With an empty stretcher bearing a folded American flag, New York marked the end of the mammoth recovery of human remains and the ruins of the World Trade Center with a brief 20 minute ceremony, nearly nine months after two hijacked planes slammed into the twin towers, destroying them and killing 2,823 people.
Police and fire department pipers and drummers marched behind the stretcher, born by ambulance up a ramp from the bottom of what workers once called “the pile.” At the tail of the procession, a truck slowly carried the last steel girder to be removed from the site, wrapped in black muslin, an American flag and draped with a bouquet of flowers.
There were no speeches by politicians, no prayers by the clergy. At 10:29 a.m. (1429 GMT), the moment on Sept. 11 the second of the 110-story buildings collapsed in a pile of mangled and broken steel, concrete and glass, a firefighter tolled a bell in four sets of five chimes, the traditional code for a fallen comrade.

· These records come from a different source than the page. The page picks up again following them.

PR #714, opened 2024-11-22
introduce marhsaller options and ability to include secrets content

ndeloof:
This allows to export secret content in yaml output, to be consumed by third-party tools which rely on canonical compose model and need all data resolved. Still, default marshalling output does **not** include content as this would introduce risk to leak sensitive data

### DIFF
--- a/types/types.go
+++ b/types/types.go
@@ -732,16 +732,18 @@ type CredentialSpecConfig struct {
 
 // FileObjectConfig is a config type for a file used by a service
 type FileObjectConfig struct {
-	Name           string            `yaml:"name,omitempty" json:"name,omitempty"`
-	File           string            `yaml:"file,omitempty" json:"file,omitempty"`
-	Environment    string            `yaml:"environment,omitempty" json:"environment,omitempty"`
-	Content        string            `yaml:"content,omitempty" json:"content,omitempty"`
-	External       External          `yaml:"external,omitempty" json:"external,omitempty"`
-	Labels         Labels            `yaml:"labels,omitempty" json:"labels,omitempty"`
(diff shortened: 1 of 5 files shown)


glours (approved):
LGTM

types/types.go
```diff
@@ -732,16 +732,17 @@ type CredentialSpecConfig struct {
...
-	Labels         Labels            `yaml:"labels,omitempty" json:"labels,omitempty"`
-	Driver         string            `yaml:"driver,omitempty" json:"driver,omitempty"`
-	DriverOpts     map[string]string `yaml:"driver_opts,omitempty" json:"driver_opts,omitempty"`
-	TemplateDriver string            `yaml:"template_driver,omitempty" json:"template_driver,omitempty"`
-	Extensions     Extensions        `yaml:"#extensions,inline,omitempty" json:"-"`
+	Name            string            `yaml:"name,omitempty" json:"name,omitempty"`
+	File            string            `yaml:"file,omitempty" json:"file,omitempty"`
+	Environment     string            `yaml:"environment,omitempty" json:"environment,omitempty"`
+	Content         string            `yaml:"content,omitempty" json:"content,omitempty"`
+	marshallContent bool              // configure marshalling to include Content - excluded by default to prevent sensitive data leaks
```
glours, line 739: Should be public, no?
```suggestion
	MarshallContent bool              // configure marshalling to include Content - excluded by default to prevent sensitive data leaks
```

ndeloof: nope, so that the only way to set this is to use the mashaller option (this is just an implementation detail here, as yaml.Marshall does not allow passing options or custom marshallers)

PR #715, opened 2024-11-27
introduce sync+exec watch action

ndeloof:
introduce ability to configure a sync+exec action, to execute arbitrary command after watch sync updated container

see https://github.com/docker/compose/issues/12318


glours (approved):
LGTM

PR #716, opened 2024-11-29
Fix uniqueItems property defined on object

AnaMManolache:
The `uniqueItems` property is defined for an object, `extra_hosts`, instead of an array.

### DIFF
--- a/schema/compose-spec.json
+++ b/schema/compose-spec.json
@@ -935,7 +935,9 @@
                 },
                 {
                   "type": "array",
-                  "items": {},
+                  "items": {
+                    "type": "string"
+                  },
                   "uniqueItems": false
                 }
               ]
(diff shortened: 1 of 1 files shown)


schema/compose-spec.json
```diff
@@ -918,9 +918,17 @@
...
-              "type": ["string", "array"]
-            },
-            "uniqueItems": false
+              "oneOf": [
+                {
+                  "type": "string"
+                },
+                {
+                  "type": "array",
+                  "items": {},
```
ndeloof, line 927: when set with an array, items are actually of type string. Schema should reflect this constraint

ndeloof (approved):

schema/compose-spec.json
AnaMManolache: I've added this constraint now

PR #718, opened 2024-12-09
extending a service, dependencies must be excluded

ndeloof:
exclude `depends_on` and `volumes_from` when extending a service, as documented by https://docs.docker.com/compose/how-tos/multiple-compose-files/extends/#exceptions-and-limitations

closes https://github.com/docker/compose/issues/12360

### DIFF
--- a/loader/extends.go
+++ b/loader/extends.go
@@ -27,6 +27,10 @@ import (
 	"github.com/compose-spec/compose-go/v2/types"
 )
 
+// as we use another service definition by `extends`, we must exclude attributes which creates dependency to another service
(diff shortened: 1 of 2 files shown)


loader/extends.go
```diff
@@ -27,6 +27,8 @@ import (
 	"github.com/compose-spec/compose-go/v2/types"
 )
 
+var exclusions = []string{"extends", "depends_on", "volumes_from"}
```
idsulik, line 30: Maybe it'll be better to add a comment with an explanation of why we exclude these properties, link to the doc https://docs.docker.com/compose/how-tos/multiple-compose-files/extends/#exceptions-and-limitations, or short explanation. I think it'll help in the future to understand what's going on)

PR #727, opened 2024-12-30
Update readme example to use non-deprecated ProjectOptions.LoadProject

moistpope:
[From the docs:](https://pkg.go.dev/github.com/compose-spec/compose-go/v2@v2.4.6/cli#ProjectOptions.LoadProject)

> ProjectFromOptions load a compose project based on command line options 
> Deprecated: use ProjectOptions.LoadProject or ProjectOptions.LoadModel

### DIFF
--- a/README.md
+++ b/README.md
@@ -33,7 +33,7 @@ func main() {
 		log.Fatal(err)
 	}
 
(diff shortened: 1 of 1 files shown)


glours (approved):
LGTM, thanks

PR #729, opened 2025-01-22
allow additional_context to target another service

ndeloof:
Introduce support for `service:xx` syntax defining an additional context.

this will be used to explicitly request another service image being used as source for another service. This is a long term issue inherited from compose v1 sequential build logic: some users declare image built by another service as `FROM` instruction in another service's Dockerfile. They will be able to keep this working by adding an explicit additional_context as `service: baseapp` and let buildkit manage best possible execution of the build.

see https://github.com/docker/buildx/blob/v0.8.0-rc1/docs/reference/buildx_bake.md#using-a-result-of-one-target-as-a-base-image-in-another-target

Thousands of family members, firefighters, police officers, rescue workers and politicians, including former Mayor Rudolph Giuliani, credited with holding the city together after the attacks, his successor Mayor Michael Bloomberg and Gov. George Pataki, stood by in silence.
An honour guard of city, state and federal personnel flanked a procession carrying a stretcher with a folded American flag, symbolizing those killed but not found. More than one in 10 of those who lost their lives on Sept. 11 were firefighters, police officers or rescue workers.
Almost 1,800 of the victims have yet to be identified. Every human remnant, over 19,000 body parts, has been taken to the Fresh Kills landfill on Staten Island for sifting by investigators and medical staff to identify victims.
The procession paused at the top of the ramp, and buglers from the uniformed services played “Taps” while five helicopters flew in a phalanx over the heads of the mourners and north over the city. The procession then travelled 15 blocks north along the West Side Highway as the Port Authority Police Department, the New York Fire Department and the New York Police Department corps played “America the Beautiful”.
People broke into applause as the ambulance and truck bearing the steel girder passed the crowd and groups of workers, police and firefighters walked up the ramp, sometimes led by a family member holding a picture of a lost loved one.
“Today I think is bittersweet. It is the end of cleanup effort, but it also reminds us of all the people who perished here. Our condolences go out to the families,” said Leslaine Lambert, a 44-year-old ironworker who was part of the recovery effort for about five months.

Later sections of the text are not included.